▶ _Stored items from a collection_
┌────────
PR #76459, opened 2023-05-01
Limited Global Styles: Open launchbar popup by default

mmtr:
Fixes https://github.com/Automattic/dotcom-forge/issues/2268

## Proposed Changes

Improves the Limited Global Styles notice displayed in the launchbar:
- The dialog is open by default when custom styles are previewed, so it's less likely to miss.
- Wording has been adapted to make the UX more intuitive.

State | Before | After
--- | --- | ---
Preview ON | Screenshot 2023-05-01 at 15 20 00 | Screenshot 2023-05-01 at 15 17 55
Preview ON (mobile) | Screenshot 2023-05-01 at 15 19 40 | Screenshot 2023-05-01 at 15 18 44
Preview OFF | Screenshot 2023-05-01 at 15 20 27 | Screenshot 2023-05-01 at 15 18 14
Preview OFF (mobile) | Screenshot 2023-05-01 at 15 19 32 | Screenshot 2023-05-01 at 15 18 32

## Testing Instructions

- Visit the frontend.
- Make sure the dialog is open by default.
- Make sure you can show the custom styles using the secondary button in the dialog.
- Make sure the wording is clear.


BogdanUngureanu:
Great job, Miguel, this looks really good. I've noticed some small issues though I think we should fix them before shipping it:

- On mobile resolutions, clicking on the modal text will redirect the users to the plans page - which is an unexpected behavior.
- The modal remains open between refreshes even though I clicked it on the panel to collapse it. This might be annoying to users.
- When the styles are hidden, the modal is always collapsed (inconsistent with the other state where is always open).
-  When clicking on the upgrade and on the Turn on/off preview buttons we aren't triggering the events we used to trigger.
- I think we should add a new event that tracks the impressions for the modal. This would be inline with the impression events we trigger for the other GS nudges.

mmtr:
> On mobile resolutions, clicking on the modal text will redirect the users to the plans page - which is an unexpected behavior.

I cannot replicate this – Am I missing any testing step?

https://user-images.githubusercontent.com/1233880/235696356-5dd25571-916f-42f2-ac9d-23a64663735f.mov

> The modal remains open between refreshes even though I clicked it on the panel to collapse it.

Solved in https://github.com/Automattic/wp-calypso/pull/76459/commits/58452f9676d97c8238515c556d34ab4bbaac331d

> When the styles are hidden, the modal is always collapsed (inconsistent with the other state where is always open).

Yes, this is intentional. The reason why the dialog is open by default is to provide awareness to users and ensure it's less likely to miss. If users turned off the preview, they are already aware of the notice, so we no longer need to display the dialog open by default.

> When clicking on the upgrade and on the Turn on/off preview buttons we aren't triggering the events we used to trigger

Good catch! Fixed in https://github.com/Automattic/wp-calypso/pull/76459/commits/a2bcb8eedd3b5d5a0224444cfa91e71429bad874

> I think we should add a new event that tracks the impressions for the modal

Added a new `action` property in https://github.com/Automattic/wp-calypso/pull/76459/commits/3d384095f4ac0d3587df8d0130244f016fb15c39 and https://github.com/Automattic/wp-calypso/pull/76459/commits/61c79814c3b32477ea4ba9cf4d9a63d4da14952b to the `wpcom_global_styles_gating_notice` event so we can determine whether the dialog has been displayed.

apps/editing-toolkit/editing-toolkit-plugin/wpcom-global-styles/wpcom-global-styles-view.js
```diff
@@ -23,13 +24,25 @@ document.addEventListener( 'DOMContentLoaded', () => {
...
+	}
 
 	popoverToggle?.addEventListener( 'click', ( event ) => {
 		event.preventDefault();
-		recordEvent( 'wpcom_global_styles_gating_notice' );
+		recordEvent( 'wpcom_global_styles_gating_notice', {
+			action: popover?.classList.contains( 'hidden' ) ? 'show' : 'hide',
+		} );
 		popover?.classList.toggle( 'hidden' );
+		localStorage.setItem( 'showLimitedGlobalStylesNotice', '0' );
```
BogdanUngureanu: Maybe the value should be toggled instead of always being persisted as '0'? If the user leaves it open, then it should remain opened? 🤔

BogdanUngureanu:
> I cannot replicate this – Am I missing any testing step?

Looks like I'm not able to reproduce it anymore. 

Looks much better, thanks for addressing the issues. There's one more thing (not blocking). When a user clicks on the Turn on/off preview button we log an event. However, we can't differentiate between the Turn on and the Turn off actions. What do you think if we add a new prop as we did for the modal collapse? :) 

I've also added a small comment about the modal collapse state.

BogdanUngureanu:
Non-blocking: On mobile view, "Upgrade" label might not be explicit enough, especially on closed modal states. But again, no alternative comes to mind. It's an improvement anyway. 

Non-blocking: Are we sure that having the modal open on mobile viewports is clear enough on how to close it? As a user, when visiting the front-end for the first time, it might be not intuitive enough that the modal is actually collapsible by clicking on the item in the launchbar.

mmtr:
> we can't differentiate between the Turn on and the Turn off actions. What do you think if we add a new prop as we did for the modal collapse? :)

It's a good idea, but slightly more complicated than tracking when the dialog is open because the JS code doesn't know whether the preview is turned on or not. Given that the tracking behavior of the preview button has not changed in this PR, I think we can leave that for a separate PR if we're interested in tracking such info.

apps/editing-toolkit/editing-toolkit-plugin/wpcom-global-styles/wpcom-global-styles-view.js
mmtr: https://github.com/Automattic/wp-calypso/pull/76459/commits/88331cd28674f165f5402fe409622f2d38de87e1

mmtr:
> Are we sure that having the modal open on mobile viewports is clear enough on how to close it?

Added a close button in https://github.com/Automattic/wp-calypso/pull/76459/commits/fc231a2e4d4054910c4a6538a560a7590959c98a so users have a more natural way of closing it.

mmtr:
As discussed in p1683108883912269-slack-C04DZ8M0GHW, by showing custom styles by default we also unexpectedly showing them in the post editor, so we're going to leave that change for a separate PR where we will also include a warning notice in the post editor.

davewhitley:
Current specs (pending design feedback) can be found here: https://www.figma.com/file/PgUzt3AFZ6v6rWrmXO1uDl/Limited-Global-Styles-(upsells)?type=design&node-id=783-7960&t=P0uDQIXKwpcVMTIa-4

BogdanUngureanu (approved):
LGTM! 🚢

davewhitley:
Could we get a final screenshot of the design now? After that I think we could go ahead and ship unless you want to wait until a decision is made on the 3rd additional button, "Reset custom styles".

mmtr:
@davewhitley here you are!
Screenshot 2023-05-04 at 17 44 50

davewhitley:
LGTM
└────────
▶ _Exercise brief_
The result should be every line that contains "where", copied from the entries.

▶ _Solution to the problem_
- When the styles are hidden, the modal is always collapsed (inconsistent with the other state where is always open).
> When the styles are hidden, the modal is always collapsed (inconsistent with the other state where is always open).
As discussed in p1683108883912269-slack-C04DZ8M0GHW, by showing custom styles by default we also unexpectedly showing them in the post editor, so we're going to leave that change for a separate PR where we will also include a warning notice in the post editor.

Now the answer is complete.